Clicking on the first plot in the ‘Distribution’ column (Fig. 19) shows that the above-mentioned MEME, DREME and SHEP motifs are also the most significant in terms of local motif enrichment analysis according to CentriMo (Fig. 20). In this study case, we allowed CentriMo to find the region of the sequences with the highest motif enrichment among all possible regions, not just centered ones. The fact that the most significant region of enrichment of the MEME Puf3p motif is centered in the cross-linking regions is strong evidence that the PAR-CLIP experiment was successful.

Figure 20.

CentriMo analysis of Puf3p PAR-CLIP cross-linking regions (top three most locally enriched motifs).
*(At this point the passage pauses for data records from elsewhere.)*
PR #507, opened 2023-09-07
fix: HugrView::get_function_type

acl-cqc:
Previously this was implemented separately for Hugr (correctly, according to the doc), and for the other two HugrViews SiblingGraph/DescendantsGraph (by deferring to the get_function_type of the whole Hugr).

This is incorrect - the latter two should (surely?) return the function type of the portion of the Hugr which they view.

However, we can both fix this and delete code, by moving the impl-Hugr version to be the trait default, and removing the other two. See test added (previously both were returning None).

### DIFF
--- a/src/hugr/views.rs
+++ b/src/hugr/views.rs
@@ -179,7 +179,15 @@ pub trait HugrView: sealed::HugrInternals {
 
     /// For function-like HUGRs (DFG, FuncDefn, FuncDecl), report the function
     /// type. Otherwise return None.
-    fn get_function_type(&self) -> Option<&FunctionType>;
+    fn get_function_type(&self) -> Option<&FunctionType> {
+        let op = self.get_nodetype(self.root());
+        match &op.op {
+            OpType::DFG(DFG { signature })
+            | OpType::FuncDecl(FuncDecl { signature, .. })
+            | OpType::FuncDefn(FuncDefn { signature, .. }) => Some(signature),
+            _ => None,
+        }
+    }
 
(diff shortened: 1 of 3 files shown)


acl-cqc:
> This is incorrect - the latter two should (surely?) return the function type of the portion of the Hugr which they view.

I say "surely" here - there are no uses in the Hugr repo, except on whole Hugrs, to confirm one way or the other. The `get_function_type` method was introduced in #431 where it was used for whole Hugrs only, so there are other interpretations. But this is what seems most natural to me....

aborgna-q (approved):
Good catch!

lmondada (approved):
I definitely agree with you. The question of the semantics will come up again when/if we implement `HugrView` for `SiblingSubgraph`. In that case I am not sure what the right answer would be: the signature of the root or the signature of the subgraph input/output... Or maybe None?

acl-cqc:
> I definitely agree with you. The question of the semantics will come up again when/if we implement `HugrView` for `SiblingSubgraph`. In that case I am not sure what the right answer would be: the signature of the root or the signature of the subgraph input/output... Or maybe None?

Interesting question, indeed. (The first question here is, *do* we implement HugrView for SiblingSubgraph?!) A SiblingGraph necessarily includes both Input+Output, and parent - "the whole thing". Whereas a SiblingSubgraph doesn't include the parent, and might not include Input/Output. I think I know what I'd *like* to do, which would be to return the input/output parts of the "signature". But that might also be misleading, and just None might be more appropriate....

Returning to the main MEME-ChIP output, the top four motifs (Fig. 21) include a very long MEME motif consisting mainly of pyrimidines, and a motif from Puf3p’s protein family (Pumilio-family, ‘PUM RNCMPT00101’). The biological interpretation of the MEME pyrimidine-rich motif (the third motif in Fig. 21) is not clear, although the CentriMo output shows it to match almost 20% of the 100-bp cross-linking regions at a score of at least 5 bits. This compares with almost 45% for the MEME Puf3p-like motif (data not shown). As for the known Pumilio-family motif, it differs substantially from the reported Puf3p consensus, which is consistent with it being less significantly enriched in the cross-linking regions.

Figure 21.

Puf3p MEME-ChIP report (top four motifs).